** Opening Material for this exercise block **
PR #240, opened 2015-03-06
Use old hash syntax in tests

iainbeeston:
Otherwise the ruby 1.8 travis build fails

### DIFF
--- a/test/support/strict_validation.rb
+++ b/test/support/strict_validation.rb
@@ -22,9 +22,9 @@ module StrictValidation
   end
 
   def test_strict_error_message
-    schema = { type: 'object', properties: { a: { type: 'string' } } }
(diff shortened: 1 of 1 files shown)


iainbeeston:
Incidentally, the ruby 1.8 build still fails even after this change (but at least it can be parsed). Merging #239 should help, because right now it's failing because on master we don't catch `Timeout::Error`s when loading remote schemas (this happens on 1.8 because in Ruby 1.9 a timeout is a runtime error, whereas in ruby 1.9+ it's a type of standard error, and in master we catch standard errors)

RST-J:
:+1:

iainbeeston:
I'll go ahead and merge this. Doesn't seem risky or controversial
** Closing Material for this exercise block **
Your assignment | Return the entries in full, keeping every line exactly as it is.

Answer to this task |
PR #240, opened 2015-03-06
Use old hash syntax in tests

iainbeeston:
Otherwise the ruby 1.8 travis build fails

### DIFF
--- a/test/support/strict_validation.rb
+++ b/test/support/strict_validation.rb
@@ -22,9 +22,9 @@ module StrictValidation
   end
 
   def test_strict_error_message
-    schema = { type: 'object', properties: { a: { type: 'string' } } }
(diff shortened: 1 of 1 files shown)


iainbeeston:
Incidentally, the ruby 1.8 build still fails even after this change (but at least it can be parsed). Merging #239 should help, because right now it's failing because on master we don't catch `Timeout::Error`s when loading remote schemas (this happens on 1.8 because in Ruby 1.9 a timeout is a runtime error, whereas in ruby 1.9+ it's a type of standard error, and in master we catch standard errors)

RST-J:
:+1:

iainbeeston:
I'll go ahead and merge this. Doesn't seem risky or controversial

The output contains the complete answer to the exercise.